* _Task brief_:
Whenever the word "getName" appears in a line of the listing, copy that line.

------ Dataset entries

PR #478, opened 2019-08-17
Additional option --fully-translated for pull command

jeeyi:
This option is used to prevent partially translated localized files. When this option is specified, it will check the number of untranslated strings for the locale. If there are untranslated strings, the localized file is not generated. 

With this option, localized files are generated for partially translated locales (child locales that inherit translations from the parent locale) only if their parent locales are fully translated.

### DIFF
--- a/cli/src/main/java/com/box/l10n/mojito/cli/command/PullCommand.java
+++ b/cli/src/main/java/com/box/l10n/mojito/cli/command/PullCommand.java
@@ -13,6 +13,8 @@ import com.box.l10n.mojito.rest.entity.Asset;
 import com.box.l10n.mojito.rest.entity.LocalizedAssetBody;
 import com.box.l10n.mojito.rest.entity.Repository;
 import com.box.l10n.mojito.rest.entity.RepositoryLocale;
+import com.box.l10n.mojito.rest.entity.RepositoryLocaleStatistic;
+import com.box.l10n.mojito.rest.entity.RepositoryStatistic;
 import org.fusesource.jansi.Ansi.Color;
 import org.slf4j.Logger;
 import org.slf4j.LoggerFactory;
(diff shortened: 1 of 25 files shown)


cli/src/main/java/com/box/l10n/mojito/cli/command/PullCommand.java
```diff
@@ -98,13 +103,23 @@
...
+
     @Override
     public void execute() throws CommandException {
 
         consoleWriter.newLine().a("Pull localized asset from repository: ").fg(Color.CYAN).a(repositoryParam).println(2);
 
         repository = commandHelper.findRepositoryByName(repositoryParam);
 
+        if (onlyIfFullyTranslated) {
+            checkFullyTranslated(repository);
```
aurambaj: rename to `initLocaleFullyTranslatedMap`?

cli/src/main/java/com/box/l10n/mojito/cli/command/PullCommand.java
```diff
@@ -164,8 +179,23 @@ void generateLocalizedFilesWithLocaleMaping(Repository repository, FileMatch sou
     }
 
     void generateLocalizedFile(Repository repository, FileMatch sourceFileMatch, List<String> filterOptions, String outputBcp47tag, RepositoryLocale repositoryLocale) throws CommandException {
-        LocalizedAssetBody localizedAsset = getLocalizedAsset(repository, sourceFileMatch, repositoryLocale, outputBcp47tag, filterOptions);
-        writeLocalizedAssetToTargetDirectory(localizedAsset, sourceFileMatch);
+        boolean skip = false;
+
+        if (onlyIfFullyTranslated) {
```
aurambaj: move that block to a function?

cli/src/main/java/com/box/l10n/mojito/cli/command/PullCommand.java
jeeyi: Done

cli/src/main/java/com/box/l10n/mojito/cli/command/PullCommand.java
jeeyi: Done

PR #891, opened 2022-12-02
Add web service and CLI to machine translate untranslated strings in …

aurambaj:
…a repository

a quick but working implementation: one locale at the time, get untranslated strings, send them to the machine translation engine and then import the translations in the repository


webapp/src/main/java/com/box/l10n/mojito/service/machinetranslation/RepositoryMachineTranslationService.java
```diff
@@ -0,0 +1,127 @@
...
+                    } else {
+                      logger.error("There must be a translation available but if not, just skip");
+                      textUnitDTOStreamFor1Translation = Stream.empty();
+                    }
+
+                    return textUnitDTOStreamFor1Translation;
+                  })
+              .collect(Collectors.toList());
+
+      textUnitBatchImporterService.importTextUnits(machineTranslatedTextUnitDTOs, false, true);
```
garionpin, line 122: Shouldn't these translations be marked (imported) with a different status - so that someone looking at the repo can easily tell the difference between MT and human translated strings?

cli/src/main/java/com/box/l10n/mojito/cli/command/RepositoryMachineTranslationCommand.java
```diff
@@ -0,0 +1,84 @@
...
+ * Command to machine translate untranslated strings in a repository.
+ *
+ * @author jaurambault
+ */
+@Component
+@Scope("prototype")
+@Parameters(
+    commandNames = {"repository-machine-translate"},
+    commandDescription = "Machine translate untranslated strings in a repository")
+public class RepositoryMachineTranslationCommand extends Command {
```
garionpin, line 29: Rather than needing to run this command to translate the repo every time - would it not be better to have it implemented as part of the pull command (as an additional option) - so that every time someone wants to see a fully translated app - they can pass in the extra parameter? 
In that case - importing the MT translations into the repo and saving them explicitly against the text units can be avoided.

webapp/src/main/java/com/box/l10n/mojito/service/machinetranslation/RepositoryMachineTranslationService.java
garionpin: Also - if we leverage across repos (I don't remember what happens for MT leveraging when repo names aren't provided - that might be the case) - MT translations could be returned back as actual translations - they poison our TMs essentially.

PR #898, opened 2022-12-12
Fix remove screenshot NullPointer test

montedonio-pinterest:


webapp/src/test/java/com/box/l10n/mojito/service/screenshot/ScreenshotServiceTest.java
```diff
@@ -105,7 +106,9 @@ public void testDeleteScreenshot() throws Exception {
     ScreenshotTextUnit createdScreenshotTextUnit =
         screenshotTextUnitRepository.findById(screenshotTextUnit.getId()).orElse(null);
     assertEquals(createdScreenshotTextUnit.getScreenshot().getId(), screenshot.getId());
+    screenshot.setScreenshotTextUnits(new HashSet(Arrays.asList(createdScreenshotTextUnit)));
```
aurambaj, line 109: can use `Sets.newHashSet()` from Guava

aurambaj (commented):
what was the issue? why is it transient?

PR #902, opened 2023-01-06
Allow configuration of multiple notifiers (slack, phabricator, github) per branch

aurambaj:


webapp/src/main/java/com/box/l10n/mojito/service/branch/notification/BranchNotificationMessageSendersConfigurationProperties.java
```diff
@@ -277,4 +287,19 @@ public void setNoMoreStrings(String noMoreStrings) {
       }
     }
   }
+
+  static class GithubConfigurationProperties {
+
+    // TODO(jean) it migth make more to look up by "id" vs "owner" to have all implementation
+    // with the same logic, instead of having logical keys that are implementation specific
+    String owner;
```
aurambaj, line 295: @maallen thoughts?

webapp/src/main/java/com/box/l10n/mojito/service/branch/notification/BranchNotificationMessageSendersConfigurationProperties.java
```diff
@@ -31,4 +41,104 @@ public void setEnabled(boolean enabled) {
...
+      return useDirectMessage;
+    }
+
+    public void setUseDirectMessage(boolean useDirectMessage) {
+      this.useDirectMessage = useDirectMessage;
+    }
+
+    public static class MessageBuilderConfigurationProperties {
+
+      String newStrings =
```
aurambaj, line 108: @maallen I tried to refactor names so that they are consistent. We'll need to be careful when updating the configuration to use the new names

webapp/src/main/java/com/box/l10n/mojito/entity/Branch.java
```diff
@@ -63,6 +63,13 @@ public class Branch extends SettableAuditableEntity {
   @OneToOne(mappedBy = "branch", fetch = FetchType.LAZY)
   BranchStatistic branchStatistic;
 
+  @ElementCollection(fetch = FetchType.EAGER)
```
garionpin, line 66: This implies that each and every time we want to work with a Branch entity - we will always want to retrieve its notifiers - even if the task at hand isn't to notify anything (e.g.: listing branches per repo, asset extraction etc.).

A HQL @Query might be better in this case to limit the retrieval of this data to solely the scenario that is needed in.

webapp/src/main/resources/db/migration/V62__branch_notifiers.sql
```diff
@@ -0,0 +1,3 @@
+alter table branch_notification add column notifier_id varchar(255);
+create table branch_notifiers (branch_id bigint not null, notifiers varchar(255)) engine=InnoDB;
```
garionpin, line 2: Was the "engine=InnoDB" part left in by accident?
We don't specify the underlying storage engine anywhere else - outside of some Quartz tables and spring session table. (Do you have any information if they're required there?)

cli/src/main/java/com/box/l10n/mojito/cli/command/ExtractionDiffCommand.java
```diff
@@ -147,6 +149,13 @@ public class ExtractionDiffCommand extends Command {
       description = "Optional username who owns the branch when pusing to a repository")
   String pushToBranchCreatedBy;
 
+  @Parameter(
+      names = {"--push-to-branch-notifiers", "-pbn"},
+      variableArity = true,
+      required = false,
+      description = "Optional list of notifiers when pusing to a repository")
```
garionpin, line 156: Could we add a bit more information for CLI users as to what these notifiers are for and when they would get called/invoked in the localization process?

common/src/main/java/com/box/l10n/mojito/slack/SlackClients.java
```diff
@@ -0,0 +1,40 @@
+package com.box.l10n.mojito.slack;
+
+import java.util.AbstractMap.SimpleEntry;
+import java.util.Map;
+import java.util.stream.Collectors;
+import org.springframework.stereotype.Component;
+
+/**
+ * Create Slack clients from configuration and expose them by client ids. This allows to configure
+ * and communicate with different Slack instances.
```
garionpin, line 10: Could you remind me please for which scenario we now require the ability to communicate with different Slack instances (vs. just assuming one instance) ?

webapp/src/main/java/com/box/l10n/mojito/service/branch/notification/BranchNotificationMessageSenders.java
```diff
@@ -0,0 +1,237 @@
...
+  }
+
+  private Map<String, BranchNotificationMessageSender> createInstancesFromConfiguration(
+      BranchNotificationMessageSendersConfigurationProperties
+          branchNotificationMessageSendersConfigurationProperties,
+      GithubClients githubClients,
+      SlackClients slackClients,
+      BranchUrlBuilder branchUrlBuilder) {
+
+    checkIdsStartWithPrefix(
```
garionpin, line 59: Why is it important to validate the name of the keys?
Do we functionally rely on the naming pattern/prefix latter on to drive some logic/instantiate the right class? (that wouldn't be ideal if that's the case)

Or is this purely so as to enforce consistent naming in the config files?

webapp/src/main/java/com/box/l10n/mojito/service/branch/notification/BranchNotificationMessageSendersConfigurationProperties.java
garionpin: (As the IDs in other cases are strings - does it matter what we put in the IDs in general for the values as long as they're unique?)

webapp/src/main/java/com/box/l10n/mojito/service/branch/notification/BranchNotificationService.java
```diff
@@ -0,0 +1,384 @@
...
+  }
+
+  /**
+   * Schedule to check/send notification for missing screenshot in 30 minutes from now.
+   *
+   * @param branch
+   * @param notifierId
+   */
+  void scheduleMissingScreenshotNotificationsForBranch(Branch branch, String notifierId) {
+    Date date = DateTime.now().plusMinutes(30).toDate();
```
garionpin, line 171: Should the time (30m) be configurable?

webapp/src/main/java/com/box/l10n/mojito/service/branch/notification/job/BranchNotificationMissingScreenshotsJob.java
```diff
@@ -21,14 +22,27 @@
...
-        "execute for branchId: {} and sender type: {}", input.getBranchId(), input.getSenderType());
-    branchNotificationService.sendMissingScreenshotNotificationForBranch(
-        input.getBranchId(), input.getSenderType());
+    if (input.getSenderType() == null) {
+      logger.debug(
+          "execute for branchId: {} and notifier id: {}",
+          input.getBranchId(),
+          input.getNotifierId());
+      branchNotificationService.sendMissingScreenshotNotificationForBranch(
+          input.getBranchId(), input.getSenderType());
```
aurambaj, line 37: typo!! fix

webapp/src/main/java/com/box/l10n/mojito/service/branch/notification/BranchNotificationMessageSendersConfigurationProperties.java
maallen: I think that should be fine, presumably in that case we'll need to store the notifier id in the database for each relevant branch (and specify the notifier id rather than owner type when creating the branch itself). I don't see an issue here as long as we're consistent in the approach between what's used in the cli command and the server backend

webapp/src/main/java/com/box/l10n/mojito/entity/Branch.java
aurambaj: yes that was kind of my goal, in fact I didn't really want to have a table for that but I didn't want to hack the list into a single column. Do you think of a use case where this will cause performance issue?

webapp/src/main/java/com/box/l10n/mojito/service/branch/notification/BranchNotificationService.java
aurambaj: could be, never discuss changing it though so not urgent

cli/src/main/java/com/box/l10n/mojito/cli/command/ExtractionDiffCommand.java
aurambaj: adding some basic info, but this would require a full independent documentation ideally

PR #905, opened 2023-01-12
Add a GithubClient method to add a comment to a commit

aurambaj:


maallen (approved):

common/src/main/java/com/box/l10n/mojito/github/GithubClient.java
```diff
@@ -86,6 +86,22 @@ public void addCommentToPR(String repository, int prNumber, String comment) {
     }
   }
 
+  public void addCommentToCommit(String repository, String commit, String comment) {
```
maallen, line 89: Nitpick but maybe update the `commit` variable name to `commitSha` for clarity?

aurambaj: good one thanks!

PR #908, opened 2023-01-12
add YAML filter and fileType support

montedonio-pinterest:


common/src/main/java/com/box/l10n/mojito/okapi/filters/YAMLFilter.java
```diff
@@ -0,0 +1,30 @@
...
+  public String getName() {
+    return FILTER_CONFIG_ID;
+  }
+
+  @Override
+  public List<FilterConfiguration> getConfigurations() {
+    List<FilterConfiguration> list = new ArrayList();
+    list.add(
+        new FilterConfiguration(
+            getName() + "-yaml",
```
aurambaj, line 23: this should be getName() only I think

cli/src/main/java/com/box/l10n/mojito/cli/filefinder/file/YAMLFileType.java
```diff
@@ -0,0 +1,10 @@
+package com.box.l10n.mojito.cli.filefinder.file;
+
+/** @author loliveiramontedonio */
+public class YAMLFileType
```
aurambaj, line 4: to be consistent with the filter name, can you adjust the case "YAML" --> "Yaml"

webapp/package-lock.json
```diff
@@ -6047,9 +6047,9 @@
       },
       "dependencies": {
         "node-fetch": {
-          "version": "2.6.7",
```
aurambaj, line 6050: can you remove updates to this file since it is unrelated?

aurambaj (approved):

------------

* _Response box_:
+  public String getName() {
+            getName() + "-yaml",
aurambaj, line 23: this should be getName() only I think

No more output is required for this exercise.